Analysts, observers, students, pundits and all sorts of participants are thus well-advised to study the whole of forex news to understand what is forex trading and the subset of currency trading.

Why You Need to Learn Forex Trading

The best way to learn forex trading is to start with a few simple objectives and methods, then slowly progress further into more challenging trading tasks.

The Benefits of Making the Effort to Learn Forex Trading

Some argue that trading cannot be taught by mentors, and some argue that self-taught people usually have fools for teachers, implying that individuals cannot learn by themselves. While neither of these arguments is necessarily definitive, all traders more or less learn from the opinions and analysis of older, more experienced traders. But that doesn’t mean that one cannot question the teachings of a senior trader, no matter how successful they have proven to be. The benefits of making the effort to learn forex trading are in that regardless whether one chooses to learn it all by oneself, or have a mentor to guide them, the objective is to learn how to be an original thinker. All it takes is a small change, and a popular trading strategy becomes almost unique and proprietary. Trading online is quite a challenge, and mentors can hardly prepare you for the psychological aspects of trading and dealing with fast moving live forex rates, while holding onto a losing trade. But there are things to watch out for — psychology first among them — as well as money management and overall account survivability during adverse trading conditions.
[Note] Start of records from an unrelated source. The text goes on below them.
PR #3285, opened 2025-10-14
fix: Fix publication update deadlocks

msfstef:
We observed deadlocks during publication updates in high traffic usage.

The protection against concurrent transactions causing deadlocks was removed here: https://github.com/electric-sql/electric/pull/3218

The idea was that since we linearise everything behind the publication manager, this protection is redundant, but it seems this can still occur (and DDL operations on Postgres have much weaker guarantees).

I've added a slow test (tagged slow to only run on CI) that managed to reproduce the deadlocks, although not always but that's the problem with concurrency bugs, and restoring the logic of updating replica identities only after touching the publication seems to have done away with the error completely.

### DIFF
--- a/packages/sync-service/lib/electric/postgres/configuration.ex
+++ b/packages/sync-service/lib/electric/postgres/configuration.ex
@@ -222,12 +222,32 @@ defmodule Electric.Postgres.Configuration do
           {:ok, :configured} | {:error, term()}
   defp set_table_replica_identity_full(conn, oid_relation) do
     {_oid, relation} = oid_relation
+    {schema, name} = relation
     table = Utils.relation_to_sql(relation)
 
-    Logger.debug("Setting #{table} replica identity to FULL")
+    case Postgrex.query(
+           conn,
+           """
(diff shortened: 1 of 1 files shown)


packages/sync-service/lib/electric/postgres/configuration.ex
```diff
@@ -168,11 +168,28 @@ defmodule Electric.Postgres.Configuration do
       )
     end
 
+    drop_results =
+      Enum.map(to_drop, &{&1, drop_table_from_publication(conn, publication_name, &1)})
+
+    # `ALTER TABLE` should be after the publication altering, because it takes out an exclusive lock over this table,
+    # but the publication altering takes out a shared lock on all mentioned tables, so a concurrent transaction will
+    # deadlock if the order is reversed.
```
alco: Would be nice to mention here that even though publication manager serialises updates we still see deadlocks in prod.

msfstef: good idea!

Every seminar, book or source of information may provide clues as to how to deal with these factors. All these little bits of information can actually, slowly make up a complete trading strategy, one that can deal with markets from A to Z, no matter the conditions. And one which is bound to outperform any automated trading software as well.

learn forex trading
We all tend to learn best when there is emotion evolved.

Learning and Memorizing

It is best to trade with real money, as we all tend to remember certain events best, when these events happened during intense emotions. We all remember certain events that happened 10, 20 or more years ago, with extreme detail while we forget events that happened only a few days ago. This is because the memorable events occurred during extreme emotional state. These events, bad or good, become strong memories. In order to learn forex trading well, one has to trade with real money, at significant size, and keep a trading journal of the losses, the disappointments as well as the profits and the happy times from the profitable trades. What is forex trading without emotions? It’s a non-event, when someone trades a demo account or with real money at very low size. The whole trading endeavour becomes a minor event, which you will hardly remember a few years down the line. How did the market react when this or that indicator gave off a signal, which indicator let you down, and so many questions of this nature that if not taken into account, we will forget about them and make the same mistake over and over again. Until it happens with relatively large amounts of money, at which point it will become unforgettable.